Effect of alloying elements on the electrification-fusion phenomenon in sn-based eutectic alloys

The effect of alloying elements on the electrification-fusion phenomenon in Sn-based eutectic alloys (Sn-9Zn and Sn-37Pb) under alternating current was investigated in this study. Experimental results showed that the critical fusion current densities (CFCD) of Sn-based alloys were closely related to both the conductivity of the individual phase and the eutectic temperature.

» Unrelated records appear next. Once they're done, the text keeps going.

PR #312, opened 2026-08-22
The app can now ask to be woken, if and only if the user says so

rinat-enikeev:
Second iOS PR, on top of #311. The OnymPush package gets wired into the app; nothing leaves the device until the user flips the Settings toggle.

- **`PushAppDelegate`** — the app's first `UIApplicationDelegate`, existing solely because APNs tokens only arrive through delegate callbacks. It relays them into a replaying multicast `AsyncStream` (replay yielded under the delivery lock, so a stale token can never land after a fresher one) and does nothing else.
- **`PushCoordinator`** — observes `identitiesStream` (tags via the hoisted `InboxTag`), `NostrRelaysRepository.snapshots` (relay set, nil-until-loaded so an empty list is a meaningful "stop watching everything"), and the token stream, feeding the package's reconciling interactor. Relay lists are truncated client-side against the deployed backend's caps (4 per tag, 8 hosts, 4 per host), default relay first. Attestation adapts the same `DCDevice` provider moderation uses. Foreground re-reconciliation hooks the existing `scenePhase` block beside the moderation gate.
- **`DevicePushSigner`** — push registrations are signed by a device-local Ed25519 key minted on first use and kept in the Keychain, used for push and nothing else. The backend verifies and discards the key, so any key authenticates; a per-install random key carries zero identity linkage and never rotates with persona switches — identity keys stay out of the push payload entirely.
- **Settings → Notifications** — optional-factory pattern like moderation/discovery, so harness builds show no row. Toggle default OFF; enabling runs system authorization → APNs registration → backend register, and a denial snaps the switch back and points at system Settings. The copy states the actual trade (transport-honesty style): what leaves the device is inbox codes, an encrypted push token, a per-device signing key linked to no identity, and a device-attestation token; Apple carries a content-free "New message"; nobody sees content, senders, or groups. `NotificationsSettingsFlow` is closure-injected, keeping OnymSettings free of any OnymPush dependency.
- **`InboxTag` hoist** — the same eight-byte SHA-256 formula existed in six private copies (IdentityRepository, SendMessageInteractor, InboxFanoutInteractor, IntroInboxPump, CreateGroupInteractor, ChatReceiptSender); all now delegate to one `OnymFoundation.InboxTag.derive(from:)`. Push registration is the seventh caller and did not want to be the seventh copy.
- **project.yml** — OnymPush package (app + unit-test targets), `aps-environment: development` in the generated entitlements (inert caveat under automatic signing). No `UIBackgroundModes`: pushes are plain alerts.

### DIFF
--- a/OnymIOS.entitlements
+++ b/OnymIOS.entitlements
@@ -2,6 +2,8 @@
 <!DOCTYPE plist PUBLIC "-//Apple//DTD PLIST 1.0//EN" "http://www.apple.com/DTDs/PropertyList-1.0.dtd">
 <plist version="1.0">
 <dict>
+	<key>aps-environment</key>
+	<string>development</string>
 	<key>com.apple.developer.associated-domains</key>
 	<array>
 		<string>applinks:onym.app</string>
--- a/Packages/OnymChatsCore/Sources/OnymChatsCore/ChatReceiptSender.swift
+++ b/Packages/OnymChatsCore/Sources/OnymChatsCore/ChatReceiptSender.swift
@@ -1,5 +1,6 @@
 import CryptoKit
 import Foundation
+import OnymFoundation
 import OnymTransport
 import OnymIdentity
 
@@ -69,12 +70,8 @@ public struct ChatReceiptSender: ChatReceiptSending {
         return (try? await inboxTransport.send(sealed, to: tag)) != nil
     }
 
-    /// Same derivation as `SendMessageInteractor` / `IntroInboxPump`.
     static func inboxTag(from inboxPublicKey: Data) -> String {
-        var hasher = SHA256()
-        hasher.update(data: Data("sep-inbox-v1".utf8))
-        hasher.update(data: inboxPublicKey)
-        return hasher.finalize().prefix(8).map { String(format: "%02x", $0) }.joined()
+        InboxTag.derive(from: inboxPublicKey)
     }
 }
 
--- a/Packages/OnymChatsCore/Sources/OnymChatsCore/ChatReceiptSender.swift
+++ b/Packages/OnymChatsCore/Sources/OnymChatsCore/ChatReceiptSender.swift
@@ -1,4 +1,3 @@
-import CryptoKit
 import Foundation
 import OnymFoundation
 import OnymTransport
--- a/Packages/OnymChatsCore/Sources/OnymChatsCore/SendMessageInteractor.swift
+++ b/Packages/OnymChatsCore/Sources/OnymChatsCore/SendMessageInteractor.swift
@@ -1,6 +1,7 @@
 import Foundation
 import CryptoKit
 import OSLog
+import OnymFoundation
 import OnymTransport
 import OnymIdentity
 import OnymTransportBlossom
@@ -1199,16 +1200,8 @@ public actor SendMessageInteractor {
         }
     }
 
-    /// Same derivation as `IdentityRepository.inboxTag(from:)` —
-    /// duplicated here because the repo's helper is private and we
-    /// only need the formula, not the keychain lookup. Matches
-    /// `CreateGroupInteractor.inboxTag(from:)`.
     private static func inboxTag(from inboxPublicKey: Data) -> String {
-        var hasher = SHA256()
-        hasher.update(data: Data("sep-inbox-v1".utf8))
-        hasher.update(data: inboxPublicKey)
-        let hash = hasher.finalize()
-        return hash.prefix(8).map { String(format: "%02x", $0) }.joined()
+        InboxTag.derive(from: inboxPublicKey)
     }
 }
 
--- a/Packages/OnymFoundation/Sources/OnymFoundation/InboxTag.swift
+++ b/Packages/OnymFoundation/Sources/OnymFoundation/InboxTag.swift
@@ -1,0 +1,19 @@
+import CryptoKit
+import Foundation
+
+/// The inbox routing tag: first 8 bytes, lowercase hex, of
+/// `SHA256("sep-inbox-v1" || inboxPublicKey)`.
+///
+/// This is the one formula behind every `inboxTag(from:)` helper —
+/// hoisted here so senders, subscribers, the identity repository, and
+/// the push registration all derive the same tag from the same bytes.
+/// A pure function of the public key: the tag is a *public* routing
+/// handle, already visible to every relay carrying the inbox.
+public enum InboxTag {
+    public static func derive(from inboxPublicKey: Data) -> String {
+        var hasher = SHA256()
+        hasher.update(data: Data("sep-inbox-v1".utf8))
+        hasher.update(data: inboxPublicKey)
+        return hasher.finalize().prefix(8).map { String(format: "%02x", $0) }.joined()
+    }
+}
--- a/Packages/OnymGroup/Sources/OnymGroup/CreateGroupInteractor.swift
+++ b/Packages/OnymGroup/Sources/OnymGroup/CreateGroupInteractor.swift
@@ -858,15 +858,8 @@ public struct CreateGroupInteractor: Sendable {
 
     // MARK: - Helpers
 
-    /// Same derivation as `IdentityRepository.inboxTag(from:)` —
-    /// duplicated here because the repo's helper is private and we
-    /// only need the formula, not the keychain lookup.
     private static func inboxTag(from inboxPublicKey: Data) -> String {
-        var hasher = SHA256()
-        hasher.update(data: Data("sep-inbox-v1".utf8))
-        hasher.update(data: inboxPublicKey)
-        let hash = hasher.finalize()
-        return hash.prefix(8).map { String(format: "%02x", $0) }.joined()
+        InboxTag.derive(from: inboxPublicKey)
     }
 
     private static func randomBytes(_ count: Int) throws -> Data {
--- a/Packages/OnymGroup/Sources/OnymGroup/IntroInboxPump.swift
+++ b/Packages/OnymGroup/Sources/OnymGroup/IntroInboxPump.swift
@@ -1,5 +1,6 @@
 import CryptoKit
 import Foundation
+import OnymFoundation
 import OnymTransport
 
 /// Sender-side pump for intro inbox subscriptions. Mirrors
@@ -54,15 +55,8 @@ public struct IntroInboxPump: Sendable {
         await subs.applyEmpty()
     }
 
-    /// Mirror of `IdentityRepository.inboxTag(from:)` /
-    /// `InboxFanoutInteractor.inboxTag(from:)`. Pure function of
-    /// the pubkey; safe to recompute.
     public static func inboxTag(from publicKey: Data) -> String {
-        var hasher = SHA256()
-        hasher.update(data: Data("sep-inbox-v1".utf8))
-        hasher.update(data: publicKey)
-        let digest = hasher.finalize()
-        return digest.prefix(8).map { String(format: "%02x", $0) }.joined()
+        InboxTag.derive(from: publicKey)
     }
 }
 
--- a/Packages/OnymGroup/Sources/OnymGroup/IntroInboxPump.swift
+++ b/Packages/OnymGroup/Sources/OnymGroup/IntroInboxPump.swift
@@ -1,4 +1,3 @@
-import CryptoKit
 import Foundation
 import OnymFoundation
 import OnymTransport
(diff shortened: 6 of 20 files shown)


dev-onym (commented):
**REQUEST_CHANGES** — the wiring is clean and the `InboxTag` hoist is correct, but three issues around what actually reaches the push server need addressing.

- `Sources/OnymIOS/PushCoordinator.swift:137` — one registration carries **every** identity's inbox tag, signed by one identity's key. That hands the push server the correlation set the multi-identity design exists to avoid: it learns all personas on this device are the same device. Nothing in the code or the Settings copy acknowledges it. Either register per-identity, or state it in the copy — this is the kind of trade this app documents rather than infers.
- `Sources/OnymIOS/PushCoordinator.swift:138` — the guard covers relays but not tags. `observeRelays()` (:117) fires `apply(relays:)` immediately while `latestTags` is still `[]`, so if `currentIdentities()` (:109 — keychain load + MainActor protected-data hop + possible fresh-install reconcile) exceeds the interactor's 2s debounce, the device registers with an **empty** subscription set, then re-registers when tags land. Empty is meaningful to the interactor ("clear every tag"). Make `latestTags` optional and guard on it.
- `Packages/OnymSettings/Sources/OnymSettings/NotificationsSettingsView.swift:44` says the server "forgets both when you turn this off", but `PushRegistrationInteractor.swift:74` returns without unregistering when `apnsToken == nil`. Launch offline (or with APNs registration failing), then disable: local prefs clear, the backend keeps token + inbox codes until the 60-day sweep. Persist the last token for unregister, or soften the copy.
- `Sources/OnymIOS/PushCoordinator.swift:102` — `appForegrounded()` only re-reconciles; nothing ever calls `getNotificationSettings()`. Revoke notifications in system Settings and the toggle still reads ON while the app keeps re-registering inbox codes for wakes that can never arrive. Check authorization on foreground and disable (or surface) instead.
- `Sources/OnymIOS/PushAppDelegate.swift:26` + `PushCoordinator.swift:82` — `enable()` returns true on authorization alone and the failure callback is a no-op, so the toggle reads ON when registration never happened, with no retry until the next foreground. Consider distinguishing "on" from "on and registered" in `NotificationsSettingsFlow`.
- `Sources/OnymIOS/PushAppDelegate.swift:10` — `pipe` is a `static let` and `deviceTokens` hands out the same stream. If that `.task` is ever cancelled, `onTermination` finishes the continuation permanently and no later token reaches the process. Safe today (it's on the `WindowGroup` root, `OnymIOSApp.swift:1876`) but fragile for a static one-shot.
- No tests. `NotificationsSettingsFlow`'s state machine (denied → snap back, `isWorking` reentrancy guard) is pure and trivially testable, and `project.yml:248` wires OnymPush into the unit-test target with nothing using it.
- `project.yml:184` — `aps-environment: development` is correct under automatic signing, but a manually-signed TestFlight/App Store export ships the development entitlement and gets tokens production APNs rejects. Worth a note next to the existing comment.
- Minor: `NotificationsSettingsFlow.swift:48` doesn't clear `authorizationDenied` on the disable path, so the "blocked in system Settings" footnote can outlive its cause. `import CryptoKit` is now unused in `IntroInboxPump.swift:1` and `InboxFanoutInteractor.swift:1`.
- Minor: `.badge`/`.sound` are requested but no `UNUserNotificationCenter.delegate` is set anywhere, so a push arriving while the app is foregrounded displays nothing.

Verified good: all six former `inboxTag` copies were the identical `SHA256("sep-inbox-v1" ‖ pubkey).prefix(8)` formula, and every affected package already depends on and imports `OnymFoundation`; the `IdentityModerationSigner: PushSigner` conformance is in-module (`Sources/OnymIOS/IdentityModerationSigner.swift`), so no retroactive-conformance warning; both relay paths read the same `cached.endpoints`, so initial and streamed relay sets can't diverge.

dev-onym (commented):
**REQUEST_CHANGES** — the push wiring is careful and the `InboxTag` hoist is clean, but two paths let the app register against the user's expressed OS-level intent.

- **`Sources/OnymIOS/PushCoordinator.swift:86` — cold launch skips the revoke check.** `run()` calls `registerWithAPNs()` on any `preferences.isEnabled`, and the identity/relay observers immediately push subscriptions. The `.denied` reconciliation lives only in `appForegrounded()`, which is driven by `RootView.swift:171`'s `.onChange(of: scenePhase)` — SwiftUI does **not** fire `onChange` for the initial `.active`. So a user who revoked notifications in system Settings has every identity's inbox tag re-registered with the push server on each cold launch, and it stays that way until they background/foreground once. Hoist the `notificationSettings()` `.denied` check into `run()` before `registerWithAPNs()`.
- **`Packages/OnymSettings/Sources/OnymSettings/NotificationsSettingsFlow.swift:69` — the toggle can read ON after the coordinator turned it off.** `refreshRegistrationState()` re-reads only `isRegistrationPending()`; `isEnabled` is mutated solely by `setEnabled`, and `NotificationsSettingsView.swift:63`'s `.onAppear` never resyncs `switchState`. The exact scenario the coordinator handles — leave the app, revoke in system Settings, come back to a still-mounted Notifications screen — leaves the switch claiming ON over a disabled registration. Add an `isEnabled` re-read closure alongside `isRegistrationPending` and resync `switchState` on appear.
- **`Sources/OnymIOS/PushAppDelegate.swift:26` — continuations are never removed.** No `onTermination`, so every subscriber stays in the static array for the process lifetime and its unbounded buffer keeps accumulating tokens after the consumer is gone. Both comparable streams in this repo do clean up (`IdentityRepository.swift:842`, `NostrRelaysRepository.swift:184`). One subscriber today, but a re-created root `.task` (view identity change) leaks one per re-subscription. The header comment argues for replay, which `latestToken` already provides — that doesn't require retaining dead continuations.
- **No tests for any of the new behavior.** `NotificationsSettingsFlow` is pure, `@MainActor`, closure-injected — the denial snap-back, the `isWorking` re-entrancy guard, and the pending state are all cheap to cover, but `Packages/OnymSettings` has no test target at all. `project.yml:251` adds `OnymPush` to the unit-test target while `Packages/OnymPush/Tests/` doesn't exist. At minimum, cover the coordinator's `.denied` → `disable()` path, since that's the privacy-load-bearing branch.
- Minor: `NotificationsSettingsView.swift:44` — "Activating… This finishes on its own" is shown whenever `fingerprint == nil`, including after a permanently failing register (`PushRegistrationInteractor.swift:188` swallows the error). Nothing retries until the next foreground, so the copy over-promises in exactly the case the user would check back on.
- Minor: `PushCoordinator.disable()` leaves `PushAppDelegate.latestToken` set, so a later re-subscribe replays a token for a device that unregistered. Harmless today (`reconcilePass` gates on `preferences.isEnabled`), but it's a stale secret held longer than needed.
- Non-blocking: the `aps-environment: development` caveat at `project.yml:181` is honestly documented, but a comment won't catch it — worth a CI assertion on the archived entitlement rather than trusting that signing stays automatic.
- Good: the `InboxTag` hoist is complete (remaining `sep-inbox-v1` hits are doc comments only), and the existing tests in `Tests/OnymIOSTests/` re-derive the formula independently, so they genuinely guard the refactor.

dev-onym (commented):
**REQUEST_CHANGES**

- `Packages/OnymSettings/Sources/OnymSettings/NotificationsSettingsView.swift:38` — the "How it works" copy claims the push server "holds only your inbox codes and an encrypted push token." The register payload (`PushRegistrationInteractor.swift:221-238`) also sends `userKey` — the current identity's Stellar public key, in the clear — plus a DeviceCheck attestation token and a signature over all of it. In a transport-honesty screen, "holds only" is a factual overclaim; the copy should name the identity key and attestation token, or the payload should stop carrying them.
- `Sources/OnymIOS/PushCoordinator.swift:67` + `IdentityModerationSigner.swift:12-22` — `userKeyID()`/`sign` resolve to whichever identity is *current*. Registrations refresh every 7 days, so successive registers for the same device token can be signed by different persona keys, letting the backend link persona keys to each other — a strictly larger correlation than the "all inbox codes belong to one device" trade documented at `PushRegistrationInteractor.swift:15-20` and in Settings. Either pin a single stable signing key for push or document/close this.
- `Sources/OnymIOS/PushAppDelegate.swift:31-40` — token ordering race: `replay` is read under the lock but yielded after unlocking, so a token APNs delivers in that window is yielded first and the older replayed token lands second. `updateToken` last-write-wins, so the interactor registers a stale token and wakes stop arriving. Yield the replay while holding the lock (or drop the replay if `latestToken` changed).
- `Sources/OnymIOS/PushCoordinator.swift:184` — `guard let latestTags, !latestRelays.isEmpty` silently drops relay-list changes to empty, so removing every relay leaves the backend watching the old relays indefinitely. Asymmetric with the deliberately-handled empty-tags case documented at :44-47; either propagate the empty relay set or say why it can't be.
- Test coverage: `Packages/OnymPush` has no test target contents at all, and nothing exercises `PushCoordinator` or `NotificationsSettingsFlow` — despite `notificationAuthorizationDenied` being injected at `PushCoordinator.swift:53-56` expressly "so the privacy-load-bearing … gate is unit-testable." The sibling pattern has `Tests/OnymIOSTests/BackupOperatorSettingsFlowTests.swift`; the revoke→disable gate, the denied-authorization snapback, and `registrationPending` are the cases to pin.
- `Packages/OnymFoundation/Sources/OnymFoundation/InboxTag.swift:12` — the hoist itself is clean and the six call sites match byte-for-byte, but the formula now has seven callers and no golden-vector test. One `#expect(InboxTag.derive(from: <fixed key>) == "<hex>")` guards every inbox route against a future edit here.
- `Packages/OnymChatsCore/Sources/OnymChatsCore/ChatReceiptSender.swift:1` — `import CryptoKit` is now unused (the two sibling files correctly dropped theirs).
- `project.yml:181-187` — the `aps-environment: development` caveat in the comment is real but inert here: the app target is `CODE_SIGN_STYLE: Automatic` (`project.yml:162`), so export rewrites it. Fine as-is; the comment slightly over-warns.

dev-onym (commented):
**COMMENT** — the privacy posture holds up (nothing reaches the backend until the opt-in: `reconcilePass` guards on `preferences.isEnabled`), the token-stream ordering claim checks out, and the InboxTag hoist is faithful; findings are UX truthfulness, robustness, and a total absence of tests.

- **No tests for any of it.** `Tests/OnymIOSTests` (136 files) gains nothing, yet this PR adds exactly the logic that wants unit tests: `PushCoordinator.cappedRelays` ordering/caps (`Sources/OnymIOS/PushCoordinator.swift:228`), the revoked-authorization disable gate that was made injectable *specifically* so it'd be testable (`PushCoordinator.swift:35`), the `NotificationsSettingsFlow` state machine, and the `DevicePushSigner` duplicate-item race. `DevicePushSigner(testNamespace:)` and `wipe()` exist for tests that don't exist (`Sources/OnymIOS/DevicePushSigner.swift:35,55`). The PR body's "app + unit-test targets" is also stale — `project.yml:255` already listed OnymPush from #311.
- **Revoked authorization flips the switch off with no explanation.** `appForegrounded()` → coordinator `disable()` → `refreshRegistrationState()` sets `isEnabled = false` but never `authorizationDenied` (`NotificationsSettingsFlow.swift:88-93`), so the user returning from system Settings — the trip this screen's own footnote sends them on — sees the toggle silently snap off and gets no "blocked in system Settings" note. The state exists; only the `enable()`-returned-false path sets it. Have `reconcileWithSystem`/`readIsEnabled` report *why*.
- **"Activating…" never clears while the screen stays open.** `setEnabled` calls `refreshRegistrationState()` immediately after `enable()` returns, and `enable()` only *schedules* the 2s-debounced register — so the fingerprint is always nil there and the pending footnote shows unconditionally, then goes stale for as long as the view is mounted (`NotificationsSettingsFlow.swift:82`, `NotificationsSettingsView.swift:44`). One poll/await after the debounce, or a coordinator-side signal, and the copy stops claiming unconfirmed after it's confirmed.
- **The system gate only catches `.denied`, not `.notDetermined`** (`PushCoordinator.swift:61-64`). Authorization reset out from under a persisted `push.enabled = true` leaves the app registering with APNs and the backend while no alert can ever display. `== .authorized` is the condition that matches the intent.
- **`.badge` is requested but never used** (`PushCoordinator.swift:124`): nothing sets a badge and `willPresent` returns `[.banner, .sound]`. Asking for a permission the app doesn't exercise sits oddly beside this PR's copy-honesty standard.
- **`cappedRelays` dedups and prioritizes on raw strings** (`PushCoordinator.swift:232,240`): a configured `wss://nostr.onym.app/` is neither recognized as the exempt default nor deduped against the bare form, so it can burn one of only four slots. Normalize before comparing.
- Nit: `Packages/OnymGroup/Sources/OnymGroup/CreateGroupInteractor.swift:1` — `import CryptoKit` is now dead (same cleanup as commit 30b90c7).
- Nit: `identitiesStream` (`IdentityRepository.swift:838`) and `snapshots` (`NostrRelaysRepository.swift:179`) both replay on subscribe, so the `currentIdentities()` / `currentEndpoints()` pre-reads at `PushCoordinator.swift:161,169` are redundant work, not a race fix.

While the electrical current density value required to trigger microstructural evolution for the Sn-9Zn alloy was larger than the CFCD of pure Sn (1399 A/cm ²), that for the Sn-37Pb alloy was not. Through in situ examination of the microstructural evolution during electrification-fusion tests, the initial liquation site emerged from individual Sn-based eutectic phase (i.e., the Sn/Zn eutectic phase or Sn/Pb eutectic phase); The liquation regions in the Sn/Zn eutectic phase and β-Sn phase of the Sn-9Zn alloy were not concentrated over the observation area. The liquation regions in the Sn/Pb eutectic phase and β-Sn phase of the Sn-37Pb alloy were extensively distributed over the observation area. According to the fusion distributed density at the observation area, the Sn-9Zn alloy has great potential to replace the Sn-37Pb alloy in future electrification applications.